14.01.2002

„Das ist der vierte Weltkrieg“

Der französische Philosoph Jean Baudrillard über Amerikas Feldzug gegen den Terrorismus, den Widerstand gegen die Globalisierung und die Unbesiegbarkeit des Bösen
SPIEGEL: Monsieur Baudrillard, Sie haben die Attentate vom 11. September in New York und Washington als das "absolute Ereignis" beschrieben. Sie haben die USA beschuldigt, durch ihre unerträgliche hegemoniale Übermacht den unwiderstehlichen Wunsch nach ihrer Zerstörung zu
wecken.
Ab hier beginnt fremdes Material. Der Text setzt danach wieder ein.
Issue #553, opened 2023-04-04
Create `download_vpts_aloft()` function


peterdesmet:
```R
download_vpts_aloft(
  date_min = NULL,
  date_max = NULL,
  radars = NULL,
  directory = ".",
  overwrite = FALSE,
  format = "csv" # also hdf5
  source = "baltrad", # also ecog-04003
)
```

- [x] Decide on controlled values for `format`. Either `csv`/`hdf5` (widely applicable) or `monthly`, `daily`, `hdf5`
- [x] Should we make use of an S3 dependency to download files?
- [x] How should we warn for unrecognized radars?
- [x] How should we warn for dates without data?

## Todo

- [ ] Update bucket endpoint from `https://lw-enram.s3-eu-west-1.amazonaws.com` to `s3://aloft`
- [ ] Adapt to new directory structure at bucket
- [x] Add new parameter `source = BALTRAD`
- [x] `radars` parameter will remain the same (5 letter code: `bejab`)
- [ ] `directory` parameter can remain the same
- [ ] `overwrite` parameter can remain the same
- [ ] Update documentation
- [ ] Update tests
- [ ] Deprecate `download_vpfiles()` to `download_vpts_aloft(format = "hdf5")`

PietrH:
I'd like to work on this, here are my thoughts: 

> Decide on controlled values for format. Either csv/hdf5 (widely applicable) or monthly, daily, hdf5
I prefer csv/hdf5, **and return in the same directory structure as the bucket**
> Should we make use of an S3 dependency to download files?
Let's try to do it without the dependency at first and reevaluate.
> How should we warn for unrecognized radars?
`radars: {missing_radars} not found, found {number_of_radars} other radars`
> How should we warn for dates without data?
`No radars found for all dates, radars found for {first_date_found} to {last_date_found}`

## Tests

- Can we use the existing tests from `download_vpfiles()`?
- Testing the directory structure
- Should we test the output files themselves using snapshots? 
- test the new warnings
- test overwriting
- test format


## Branch

Has work already started on this? Is there a branch I can continue on?

PietrH:
If a radar is missing, stop.

PietrH:
- A json file exists with a list of radars: https://github.com/enram/aloftdata.eu/blob/main/_data/OPERA_RADARS_DB.json
- allow downloading multiple radars 
- download_vpfiles() as an example
- error if radar doesn't exist based on json file
[...]

PR #579, opened 2023-05-17
list_vpts_aloft()

PietrH:
# STATUS: READY FOR REVIEW

> https://github.com/adokter/bioRad/issues/553#issuecomment-1551132164

We have decided to build a function list_vpts_aloft() that returns a vector of urls that are known to exist, given the filtering parameters originally envisioned for download_vpts_alof()

```R
list_vpts_aloft(
  date_min = NULL,
  date_max = NULL,
  radars = NULL,
  # directory = ".", This parameter is removed
  # overwrite = FALSE, This parameter is removed
  format = "csv" # also hdf5
  source = "baltrad", # also ecog-04003
)
```

Checking if a file exists can be done using the aws.s3 dependency via: `aws.s3::get_bucket_df(bucket = "s3://aloft", prefix="baltrad/monthly", region = "eu-west-1", max = 2000)` or much slower using `httr: urls[!furrr::future_map_lgl(urls, ~httr::http_error(httr::HEAD(.x)))]`

---

## Dependencies

- I'm using `dplyr` and `magrittr` pipes, so depend on #574 to introduce them into the namespace.

## Scope

Currently only `format = "csv"` is supported

## Todo

- [x] unit tests
- [x] roxygen documentation
- [x] handle missing dates: return all data
- [x] bump version number
- [x] `aws.s3` to Suggests
- [ ] ~`purrr` & `jsonlite` to Suggests~
- [ ] ~consider using lubridate in filter instead of strings~
- [ ] ~consider removing hard coded dates when not provided~
- [x] fix pkgdown bug: `_pkgdown.yml`
- [ ] ~Stop when a radar is missing~
- [x] Add `verbose` argument to silence warnings
- [x] warn twice when both dates and radars are missing
- [x] Update `NEWS.md`
- [x] remove `jsonlite` dependency
- [x] consider `extract_string` helper: used twice
- [x] remove `purrr` dependency
- [x] emtpy vector and warning on no data


PietrH:
Consider moving `jsonlite` and `purrr` to suggests and checking them with `rlang::check_installed()`

PietrH:
Currently the function stops on an error if a radar station is provided that doesn't exist, however, when data for an existing radar station is simply missing, the function will offer a warning and continue to provide links for all other available data. 

Do we want to stop on an error when no data is available for any of the provided radar stations?

peterdesmet:
> when data for an existing radar station is simply missing, the function will offer a warning and continue to provide links for all other available data.

Good. Does it warn only once per radar (preferred) or also when time ranges are missing. I'm also fine with not having a warning for any missing data.

> Do we want to stop on an error when no data is available for any of the provided radar stations?

No, just return an empty vector of paths

PietrH:
I've decided to remove my `purrr::map_chr()` call with a very slightly slower (and more difficult to read) `sapply` to avoid having to state `purrr` as an `Imports`, even tough it's an implicit dependency already trough `tidyr`.

If this is overly defensive, feel free to revert d2c1e6574522634d101b8e0d5bf68f22d8ee73fc. I vastly prefer using `purrr` over base apply functions, but we might get a CRAN warning if we have to many Imports.

PietrH:
> Good. Does it warn only once per radar (preferred) or also when time ranges are missing. I'm also fine with not having a warning for any missing data.

The warnings for radars and time ranges are independent, so it'll warn first if you are requesting a radar station that exists but has no data for your time range. Then it'll warn again if data was found for only a subset of the date range that was requested. 

So you'll get two warnings at the maximum. 

> No, just return an empty vector of paths

Currently we are stopping on the error `No data found for radars between {date_min} - {date_max}`, I'll convert this to a warning and return an empty vector.

PietrH:
Ready for review

iskandari (approved):
Looks good!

Jetzt, wo die Herrschaft der Taliban kläglich zusammengebrochen ist, Bin Laden nichts mehr als ein gehetzter Flüchtling ist - müssen Sie nicht alles widerrufen?
Baudrillard: Ich habe nichts verherrlicht, niemanden angeklagt und nichts gerechtfertigt. Man darf den Botschafter nicht mit seiner Kunde verwechseln. Ich bemühe mich, einen Prozess zu analysieren: den der Globalisierung, die durch ihre schrankenlose Ausdehnung die Bedingungen für ihre eigene Zerstörung schafft.
SPIEGEL: Lenken Sie damit nicht einfach ab von der Tatsache, dass identifizierbare Verbrecher und Terroristen für die Anschläge verantwortlich sind?
Baudrillard: Natürlich gibt es handelnde Akteure, aber der Geist des Terrorismus und der Panik reicht weit über sie hinaus. Der Krieg der Amerikaner konzentriert sich auf ein sichtbares Objekt, das sie zerschmettern möchten. Doch das Ereig-nis vom 11. September in all seiner symbolischen Bedeutung lässt sich so nicht auslöschen. Die Bomben auf Afghanistan sind eine völlig unzulängliche Ersatzhandlung.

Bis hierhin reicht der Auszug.